Lauchhammer. Garten- und Reinigungsarbeiten sowie Reparaturen waren am Wochenende Betätigungsfelder bei der 48-Stunden-Aktion der Brandenburgischen Landjugend in Lauchhammer und seinen Ortsteilen. Mehrere Projekte starteten schon am Freitagnachmittag.

Im Naturpark-Dörfchen Grünewalde nutzen die 22 Jugendklubmitglieder zwischen 15 und 26 Jahren die 48-Stunden-Aktion zum Verschönern ihres Vereinsdomizils. „Seit einem dreiviertel Jahr haben wir unseren Vereinssitz in der alten Schule am Dorfteich. Mit dem Gebäude haben wir uns quasi ins gemachte Nest gesetzt, da hier schon einmal der Jugendclub beheimatet war. Bars und viel Mobiliar waren noch drin. Heute wollen wir die Räume weiter ausbauen. Eine gesponserte Küche kommt rein, der Flur erhält neue LED-Ambientebeleuchtung“, kündigte Dorfjugendvorsitzender Paul Meyer an. Eine Clubabordnung ist zudem auf der Grünewalder Festwiese zusammen mit dem Carnevalsclub tätig.
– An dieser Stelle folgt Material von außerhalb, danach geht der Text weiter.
PR #734, opened 2018-03-01
Fix tests that use Joda datetime

### LINKED ISSUE #640: NewsDaoTest.cleanUpOldTest sometimes failing
see the build server:
https://server4.wdkk.de/job/TCA-Android/269/testReport/de.tum.in.tumcampusapp.database.dao/NewsDaoTest/cleanUpOldTest/

psukys:
## Issue

Sometimes test that uses Joda DateTime fails (as far as I could tell, when tests are run around midnight). As well added intializations to parts of code that contain joda's datetime usage.

## Screenshot
Not applicable

Having rogue test at midnight is not something anyone wants.

Fixes #640

### DIFF
--- a/app/src/main/java/de/tum/in/tumcampusapp/component/ui/cafeteria/details/CafeteriaDetailsSectionFragment.java
+++ b/app/src/main/java/de/tum/in/tumcampusapp/component/ui/cafeteria/details/CafeteriaDetailsSectionFragment.java
@@ -16,6 +16,8 @@ import android.view.ViewGroup;
 import android.widget.LinearLayout;
 import android.widget.TextView;
 
+import net.danlew.android.joda.JodaTimeAndroid;
+
 import org.joda.time.DateTime;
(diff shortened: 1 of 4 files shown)


kordianbruck:
@psukys which test did you fix that was running during midnight? The diff does not show anything?

psukys:
@kordianbruck the test logic was alright, the problem was with the way the test was setup - joda timezone info is not passed and at this point I'm not sure what the default behaviour is. The problem appeared with `NewsDaoTest.cleanUpOldTest`, which used Joda's `DateTime` which [needed library's initialization](https://stackoverflow.com/a/31775313/552214). I quickly looked through which act can be nicer - eradicating joda time (as it wasn't used in so many places anyway) or using initialization. 
Joda's library is nice for test, because I can nicely and understandably (i.e. `DateTime.now().minusMonths(3)`) manipulate date; and Cafeteria code used a custom format and several other dependencies from Joda, which I decided not to touch, cause it would in the end require more checking.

 Bürgermeister Roland Pohlenz, hat am Sonnabendvormittag einige Prokjekt besucht und resümiert: „Wichtig ist bei dieser Aktion, dass der Gemeinschaftsgeist in der Stadt insgesamt aufrechterhalten wird. Ich freue mich natürlich auch, dass wir mit dieser Hilfeart einen städtischen Frühjahrsputz haben. Der ist uns wichtig ist, damit das äußere Erscheinungsbild. ein stückweit verbessert wird.“

Im Tiergehege im Schlosspark verlegt Betreuer Kevin Theiler (20) für das Damwildgehege eine neue Kaltwasserleitung. „Momentan muss ich zweimal am Tag mit jeweils vier Gießkannen die Tröge, die im ganzen Gehege verteilt sind, mit Frischwasser füllen. Für die Wasserleitung zwacken wir einfach die schon bestehende Leitung zur Finnhütte an und verlegen sie gut 20 Meter ins Gehege hinein. Das Leitungsende bekommt einen unterirdischen Anschluss, sodass nur noch die Tränke zu sehen ist“, erzählt Theiler. Rund um die Waldschule in Lauchhammer-Ost herrscht Betrieb auf zwei Baustellen. „Kunos Waldclub und das Horthaus bringen das Waldtheater wieder auf Vordermann“, sagt Yvonne Lorenz, Leitende Erzieherin. Schleifen, Fegen, Vertikutieren sind einige Arbeiten der 30 Akteure. „Wir haben gerade gesehen, dass das Insektenhotel hinter der Waldtheaterbühne zu kippen droht. In einer Spontanaktion sichern wir es nun“, sagt Mike Trasper.
Hinter dem Hort sind Mitglieder des vor Kurzem durch den ehemaligen Bürgermeisterkandidaten Mirko Buhr gegründeten Vereins „pro Lauchhammer“ teils mit schwerer Technik am Werkeln. „Eine bisher ungenutzte Fläche soll zur Spielecke umgestaltet werden. Dazu entfernen wir das Wurzelwerk von Sträuchern und Bäumen und ebnen die Fläche. Nach der Rasenansaat soll ein Außenspielbereich für Hortkinder entstehen. Später soll er durch einen Zaun abgetrennt werden“, sagt Vereinsvorsitzender Buhr.

Die Mitglieder des Kostebrauer Heimatvereines sind Sonnabend ab acht Uhr auf den Beinen. Unter Leitung ihrer Vorsitzenden Ingeborg Mittag (78) machen sie den Bereich rund um den Park im Oberdorf flott. „Auf dem Schulhof haben wir Laub geharkt, Unkraut im Park gehackt und in Schulräumen, die momentan Baustelle sind, mit dem Saubermachen begonnen. Ab Pfingstmontag wollen wir unsere Räume wieder eröffnen“, sagte die Heimatforscherin. Die neue Ausstellung gestalten Bewohner des Heimes „Am Wiesengrund“. Malerei, Holz und Keramik werden eine große Rolle spielen.